Faster updates
At this point, we’re done with the basic simulation implementation work, and it
should hopefully now run for you. Now let’s tune it for better performance,
starting with the gpu::update()
function.
Why update()
?
The gpu::update()
function is very performance-critical because it is the only
nontrivial function that runs once per compute step, and therefore the only
function whose performance impact cannot be amortized by increasing the number
of compute steps per saved image.
Yet this function is currently written in a fashion that uses Vulkan command buffers in a highly naive fashion, sending only one compute dispatch per invocation and waiting for it to complete before sending the next one. As a result, there are many steps of it that could be done once per saved image, but are currently done once per compute step:
- Creating a command buffer builder.
- Binding the compute pipeline.
- Binding the simulation parameters.
- Building the command buffer.
- Submitting it to the command queue for execution.

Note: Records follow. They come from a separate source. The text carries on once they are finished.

PR #24745, opened 2026-07-15
CAMEL-24090: camel-file - Drain eagerly-added idempotent keys on poll exception

davsclaus:
## Summary

Fixes [CAMEL-24090](https://issues.apache.org/jira/browse/CAMEL-24090).

With `idempotent=true` (implied by `noop=true`) and default `idempotentEager=true`, keys are added to the idempotent repository during directory scanning. If `pollDirectory` then throws (FTP disconnect mid-scan, I/O error, filter exception), the catch block in `GenericFileConsumer.poll()` drains via the **List overload** of `removeExcessiveInProgressFiles`, which only removes in-progress keys — the eagerly-added idempotent keys stay behind. Files are then permanently skipped on subsequent polls.

CAMEL-21830 (commit `130bde60462b`) fixed the **Deque overload** used for batch draining but missed the List overload on the poll-exception path.

### Changes

- **`GenericFileConsumer.java`**: Mirror the Deque overload — in the List drain, when `isIdempotentEager()` and an idempotent repository is configured, call `removeExcessiveIdempotentFile(file, null)`.
- **`FileIdempotentEagerPollExceptionTest.java`**: New test that creates two files with `preSort=name` for deterministic ordering. A filter throws on the second file during the first poll only. Without the fix, the first file's idempotent key leaks and it is never consumed (test times out). With the fix, both files are consumed on subsequent polls.

### DIFF
--- a/components/camel-file/src/main/java/org/apache/camel/component/file/GenericFileConsumer.java
+++ b/components/camel-file/src/main/java/org/apache/camel/component/file/GenericFileConsumer.java
@@ -311,6 +311,9 @@ public abstract class GenericFileConsumer<T> extends ScheduledBatchPollingConsum
         for (GenericFile file : files) {
             String key = file.getAbsoluteFilePath();
             endpoint.getInProgressRepository().remove(key);
+            if (endpoint.isIdempotentEager() && endpoint.getIdempotentRepository() != null) {
+                removeExcessiveIdempotentFile(file, null);
+            }
         }
     }
 
--- a/core/camel-core/src/test/java/org/apache/camel/component/file/FileIdempotentEagerPollExceptionTest.java
+++ b/core/camel-core/src/test/java/org/apache/camel/component/file/FileIdempotentEagerPollExceptionTest.java
@@ -1,0 +1,85 @@
+/*
+ * Licensed to the Apache Software Foundation (ASF) under one or more
+ * contributor license agreements.  See the NOTICE file distributed with
+ * this work for additional information regarding copyright ownership.
+ * The ASF licenses this file to You under the Apache License, Version 2.0
+ * (the "License"); you may not use this file except in compliance with
+ * the License.  You may obtain a copy of the License at
+ *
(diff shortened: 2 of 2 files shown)


gnodet (approved):
**Clean fix for idempotent key leak on mid-scan failure — LGTM.**

### What the PR does

Fixes a bug where eagerly-added idempotent keys leak when `pollDirectory()` throws mid-scan, causing files to be permanently skipped on subsequent polls.

**Scenario (with `idempotentEager=true`, which is the default):**
1. Two files exist: `a.txt`, `b.txt`. `preSort=name` guarantees `a.txt` is scanned first.
2. `a.txt` is scanned — its idempotent key is eagerly added to the repository.
3. While scanning `b.txt`, an exception occurs (e.g., a filter throws).
4. The poll fails; `removeExcessiveInProgressFiles()` is called to clean up.
5. **Before fix:** Only in-progress repository entries are cleaned — `a.txt`'s idempotent key remains, so it's permanently skipped.
6. **After fix:** Eagerly-added idempotent keys are also removed, so `a.txt` is correctly retried on the next poll.

**The fix:** 3 lines added to `removeExcessiveInProgressFiles()` — when `idempotentEager` is enabled, also call `removeExcessiveIdempotentFile(file, null)` for each file. The `null` dynamic exchange parameter is correct — `removeExcessiveIdempotentFile` handles it via `GenericFileHelper.createDummy()`.

### Test
`FileIdempotentEagerPollExceptionTest` — `ThrowOnceFilter` simulates a mid-scan failure on the first poll, then verifies both files are consumed on subsequent polls. Uses `MockEndpoint.assertIsSatisfied(context, 10, TimeUnit.SECONDS)` for the timed assertion — correct per project conventions.

### Checklist
- [x] Tests — new test reproduces the exact scenario
- [x] No public API break
- [x] No security concerns

### Static analysis
ast-grep (only tool available) — all findings are pre-existing broad-exception catches, none introduced by this PR.

---

PR #24746, opened 2026-07-15
CAMEL-24091: camel-file - Snapshot idempotent key at poll time to prevent key mismatch

davsclaus:
## Summary

- Fixes a regression from CAMEL-21733 (Camel 4.11) where `GenericFileOnCompletion` re-evaluates the idempotent key expression at completion time using the routed exchange's mutated headers, causing key mismatch
- Snapshots the idempotent key as an exchange property (`CamelFileIdempotentKey`) in `processExchange()` before routing, and reads it back at commit/rollback time instead of re-evaluating
- Fixes three failure modes: failed files never retried (eager+rollback), endless duplicates (non-eager+noop), and unconfirmed entries after restart (JDBC/Kafka repos)

## Test plan

- [x] New test `FileConsumerIdempotentKeyHeaderMutationTest` — route mutates `CamelFileName`, first attempt fails, verifies file is retried on next poll
- [x] All 29 existing idempotent file tests pass (`FileConsumerIdempotentKey*`, `FileConsumeNoopIdempotent*`, `FileIdempotent*`)

### DIFF
--- a/components/camel-file/src/main/java/org/apache/camel/component/file/GenericFileConsumer.java
+++ b/components/camel-file/src/main/java/org/apache/camel/component/file/GenericFileConsumer.java
@@ -410,6 +410,13 @@ public abstract class GenericFileConsumer<T> extends ScheduledBatchPollingConsum
         // and then the file name would be changed
         String absoluteFileName = file.getAbsoluteFilePath();
 
+        // snapshot the idempotent key now while the exchange still has pristine file headers;
+        // after routing, headers like CamelFileName may be mutated, causing key mismatch at completion time
+        if (Boolean.TRUE.equals(endpoint.isIdempotent()) && endpoint.getIdempotentKey() != null) {
+            String key = endpoint.getIdempotentKey().evaluate(exchange, String.class);
+            exchange.setProperty(Exchange.FILE_IDEMPOTENT_KEY, key);
+        }
+
         // check if we can begin processing the file
         Exception beginCause = null;
         boolean begin = false;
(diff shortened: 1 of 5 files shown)


gnodet (approved):
**Well-designed fix for idempotent key mismatch caused by header mutation — LGTM.**

### What the PR does

Fixes a bug where mutating `CamelFileName` (or other file headers) during routing causes the idempotent key to be re-evaluated to a different value at completion time, breaking both commit and rollback.

**Scenario (with `idempotentKey=${file:onlyname}-${file:size}` and `idempotentEager=true`):**
1. At poll time, the idempotent key is computed from pristine headers (e.g., `report.txt-1024`) and eagerly added to the repository.
2. During routing, the route mutates `CamelFileName` (e.g., `.setHeader(Exchange.FILE_NAME, "output.txt")`).
3. At completion time, the key is re-evaluated from mutated headers → `output.txt-1024` (wrong key).
4. On **rollback**: The wrong key is removed, the original key is orphaned → file is never retried.
5. On **commit**: The wrong key is confirmed, original key leaks → file may be re-processed.

**Fix — snapshot-at-poll-time pattern:**
1. **`GenericFileConsumer.processExchange()`**: Snapshots the idempotent key into `exchange.setProperty(Exchange.FILE_IDEMPOTENT_KEY, key)` while headers are still pristine.
2. **`GenericFileOnCompletion.processStrategyCommit()` / `processStrategyRollback()`**: Reads the snapshot from the exchange property instead of re-evaluating the expression. Falls back to `absoluteFileName` if the property is absent (backward-compatible with older exchanges).
3. **New constant** `Exchange.FILE_IDEMPOTENT_KEY = "CamelFileIdempotentKey"` — consistent with existing `FILE_*` constants. Generated `ExchangeConstantProvider` updated accordingly.

### Test
`FileConsumerIdempotentKeyHeaderMutationTest` — sets up `idempotentKey=${file:onlyname}-${file:size}`, mutates `CamelFileName` in the route, throws on first attempt (triggering rollback), and verifies the file is successfully retried and consumed on the second attempt.

### Checklist
- [x] Tests — new test reproduces the exact scenario
- [x] Generated files updated (`ExchangeConstantProvider.java`)
- [x] New public API constant is consistent with existing `FILE_*` naming convention
- [x] No security concerns

### Static analysis
ast-grep (only tool available) — all findings are pre-existing, none introduced by this PR.

---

- Flushing the command queue.
- Waiting for the job to complete.
And then there is the work of computing the dispatch size, which is arguably not much but could still be done once in the entire simulation run, instead of once per step of the hottest program loop.
Exercise
Rework the simulation code to replace the current update()
function with a
multi-update function, the basic idea of which is provided below:
use crate::gpu::context::CommandBufferAllocator;
use vulkano::{
command_buffer::PrimaryAutoCommandBuffer,
pipeline::PipelineLayout,
};
/// Command buffer builder type that we are going to use everywhere
type CommandBufferBuilder = AutoCommandBufferBuilder<
PrimaryAutoCommandBuffer<Arc<CommandBufferAllocator>>,
Arc<CommandBufferAllocator>,
>;
/// Add a single simulation update to the command buffer
fn add_update(
commands: &mut CommandBufferBuilder,
pipeline_layout: Arc<PipelineLayout>,
concentrations: Arc<PersistentDescriptorSet>,
dispatch_size: [u32; 3],
) -> Result<(), Box<dyn Error>> {
commands
.bind_descriptor_sets(
PipelineBindPoint::Compute,
pipeline_layout,
IMAGES_SET,
concentrations,
)?
.dispatch(dispatch_size)?;
Ok(())
}
/// Run multiple simulation steps and wait for them to complete
pub fn run_updates(
context: &VulkanContext,
dispatch_size: [u32; 3],
pipeline: Arc<ComputePipeline>,
parameters: Arc<PersistentDescriptorSet>,
concentrations: &mut Concentrations,
num_steps: usize,
) -> Result<(), Box<dyn Error>> {
// TODO: Write this code
}
…then update the simulation and the microbenchmark, modifying the latter to
test for multiple number of compute steps. Don’t forget to adjust criterion
’s
throughput computation!
You should find that this optimization is highly beneficial up to a certain batch size, where it starts becoming detrimental. This can be handled in two different ways:
- From
run_simulation()
, callrun_updates()
multiple times with a maximal number of steps when the number of steps becomes sufficiently large. This is easiest, but a little wasteful as we need to await the GPU every time when we could instead be building and submitting command buffers in a loop without waiting for the previous ones to complete until the very end. - Keep a single
run_updates()
call, but inside of it, build and submit multiple command buffers, and await all of them at the end. Getting there will require you to learn more aboutvulkano
’s futures-based synchronization mechanism, as you will want the execution of each command buffer to be scheduled after the previous one completes.
Overall, since the optimal command buffer size is likely to be hardware-dependent, you will want to make it configurable via command-line arguments, with a good (tuned) default value.